Loyal reader -- we are up to seventeen! --- Travis offered his own take on Rick's questions here:

And based on my research, Travis' points are correct.  As you can read in Ian Frisch's great piece on Vice -- the main stream of revenue for the WWE is television, as roughly 35 percent of the company's annual revenue comes from their recent television deals (especially the newest agreement with NBC Universal).

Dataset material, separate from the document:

PR #189, opened 2020-05-14
Fix incorrect SPI calculation and make predict defaults MeqTree equivalent.

JSKenyon:
- [x] Tests added / passed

But in a bigger sense, the company's financials don't appear to be on solid ground. There are divisions like WWE Films which continually lose money, while the Network has presented its own problems. In comparison, Frisch notes that the WWE claimed a loss of roughly 5.6 million dollars in the second quarter of 2016 from the Network. And there are a number of problems with the Network: as one interviewee in Frisch's piece claims, the company is now charging users $10 a month for something they used to charge $50 dollars per month (one major pay-per-view a month) while adding increased internal costs. Additionally. there is the real problem of users leaving the service. From Frisch's piece:

Because the profit margin of the network is only in the 10 percent range, WWE needs to boost their subscriber numbers just to survive, let alone sustain growth and keep shareholders happy. "If you get more TV viewers, WWE gets the same amount of money. If you get more network subscribers, WWE gets more money," Harrington told me. "That's a great thing, but the challenge is, where do all these added subscribers come from, especially if TV ratings keep falling?"
Another way to gauge WWE Network's progress is the "churn" numbers, or how many people terminate the service after signing up. For the second quarter of 2016, WWE gained 625,000 total subscribers, but lost 471,000, giving them a net addition of only 153,000.
I was curious to know the total churn numbers since the network's inception. "We don't give those numbers out publicly," George Barrios told me, but according to documents submitted to the SEC, WWE Network has amassed 4,587,000 total accounts since launching in 2014, while 3,076,000 accounts have left the service (leaving us with the current number of active accounts: 1,511,000). That means that 67 percent of accounts that were created were eventually canceled (I refer to them as "accounts" rather than "subscribers" because theoretically one person could sign up and bail more than once, thus skewing the metrics).
Skewing the metrics is nothing new for the WWE -- especially in terms of their public claims of attendance records for "entertainment purposes" -- but there appears to be a real problem for the company with the Network. While live shows, merchandising, and other traditional forms of revenue appear to be strong (especially television), the company's emphasis on the Network long-term might present bigger issues for it's bottom line unless it can generate stronger revenue from the service. 
Hmm. Forgot to add a joke to that last section. 
Anyway, I hope you enjoyed our first Mailbag of Shame! I'm working on an overview of Rick Rude's career, and I'm sure we'll do something interesting come the Royal Rumble!